Bloomberg survey estimates for the consumer price index ranged from a decline of 0.1% to a gain of 0.5%.

The consumer price gauge increased 1.6% in the 12 months ended in October, after a 1.5% year-over-year advance the prior month.

The rise in the core CPI measure followed a 0.1% gain in the previous month. It increased 2.1% from October 2015, after rising 2.2% in the prior 12-month period.

The median projections in the Bloomberg survey called for the core gauge to rise 0.2% from the previous month and to climb 2.2% from the prior year.

Energy costs increased 3.5% from a month earlier, with gasoline up 7% and accounting for more than half of the increase in the overall index, the report showed. Food prices were little changed.

“Oil prices are finding an equilibrium,” Englund said. “We’re losing the drag on the headline inflation number. Any remnants of concern about deflation are evaporating.”

Expenses for shelter climbed 0.4% for a second month. Owners-equivalent rent, one of the categories designed to track rental prices, was up 0.3%.

Americans paid 0.2% more for new automobiles. Clothing prices rose 0.3%, while airfares decreased 2.2%.

Expenses for medical care were little changed. These readings often vary from results for this category within the Fed’s preferred measure of inflation. Economists attribute the discrepancy to different methodologies.

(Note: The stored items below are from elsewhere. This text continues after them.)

PR #756, opened 2024-08-05
Adds OgaAppendTokenSequence function

MorkTheOrk:
Adding a function to the C API that allows the developer to add a custom token sequence into a OgaSeqence. 

There is no option currently to add tokens to the OgaSequences because the `std::vector` is hidden from the developer.

### DIFF
--- a/src/ort_genai_c.cpp
+++ b/src/ort_genai_c.cpp
@@ -58,12 +58,12 @@ OgaResult* OGA_API_CALL OgaCreateSequences(OgaSequences** out) {
   OGA_CATCH
 }
 
-OgaResult* OGA_API_CALL OgaAppendTokenSequence(const int32_t * token_ptr, int32_t token_cnt, OgaSequences* sequence) {
+OgaResult* OGA_API_CALL OgaAppendTokenSequence(const int32_t * token_ptr, uint32_t token_cnt, OgaSequences* sequence) {
   OGA_TRY
   Generators::TokenSequences* toks = reinterpret_cast<Generators::TokenSequences*>(sequence);
   std::vector<int32_t> tmp(token_cnt);
   for (size_t i = 0; i < token_cnt; i++) {
-    tmp[i] = (token_ptr[i]);
+    tmp[i] = token_ptr[i];
   }
   toks->emplace_back(std::move(tmp));
   return nullptr;
--- a/src/ort_genai_c.cpp
+++ b/src/ort_genai_c.cpp
@@ -58,6 +58,18 @@ OgaResult* OGA_API_CALL OgaCreateSequences(OgaSequences** out) {
   OGA_CATCH
 }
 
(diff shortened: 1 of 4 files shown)


yufenglee:
Could you please add an unit test and example to use the API?

baijumeswani:
> There is no option currently to add tokens to the OgaSequences because the std::vector is hidden from the developer.

What is the motivation behind exposing this functionality to end users? Is it to support scenarios where user would use an external tokenizer?

MorkTheOrk:
Hi @baijumeswani, Yes this is exactly for an external tokenizer, otherwise the developer would need to transcode the tokens using the OGA Tokenizer. Usually this results into the same tokens it just adds some constant overhead which is undesired.

src/ort_genai_c.cpp
```diff
@@ -58,6 +58,18 @@ OgaResult* OGA_API_CALL OgaCreateSequences(OgaSequences** out) {
   OGA_CATCH
 }
 
+OgaResult* OGA_API_CALL OgaAppendTokenSequence(const int32_t * token_ptr, int32_t token_cnt, OgaSequences* sequence) {
+  OGA_TRY
+  Generators::TokenSequences* toks = reinterpret_cast<Generators::TokenSequences*>(sequence);
+  std::vector<int32_t> tmp(token_cnt);
+  for (size_t i = 0; i < token_cnt; i++) {
+    tmp[i] = (token_ptr[i]);
```
baijumeswani, line 66:
```suggestion
    tmp[i] = token_ptr[i];
```

src/ort_genai_c.h
baijumeswani, line 1: Could you also please add the C++ implementation [here](https://github.com/microsoft/onnxruntime-genai/blob/62daf5e8e7519c7eef25ee2ccf371e280fb07d14/src/ort_genai.h#L87)?

baijumeswani:
[MorkTheOrk](https://github.com/MorkTheOrk) thanks for the PR. Do you think you could address the open comments and the failing pipeline (clang-format) soon? We can then include it in the release branch for onnxruntime-genai 0.4.0.

src/ort_genai_c.h
MorkTheOrk: Added, see [here](https://github.com/microsoft/onnxruntime-genai/blob/0a48ca6b67b132b4a9394640801513b184b25e95/src/ort_genai.h#L106)

MorkTheOrk:
> Could you please add an unit test and example to use the API?

Added a C API test [here](https://github.com/MorkTheOrk/onnxruntime-genai/blob/0a48ca6b67b132b4a9394640801513b184b25e95/test/c_api_tests.cpp#L63)

MorkTheOrk:
@microsoft-github-policy-service agree company="Nvidia"

baijumeswani:
@MorkTheOrk could you please fix the clang-format error?

MorkTheOrk:
@baijumeswani could we run the workflows to see if anything else is wrong? If everything checks out, feel free to merge.

yufenglee (approved):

The CPI is the broadest of three price gauges from the Labor Department because it includes all goods and services. About 60% of the index covers prices consumers pay for services from medical visits to airline fares, movie tickets and rents.

The cost-of-living increase offset most of the gain in paychecks in October, a separate report from the Labor Department showed Nov. 17. Hourly earnings adjusted for inflation rose 0.1% from the prior month. They were up 1.2% over the past 12 months.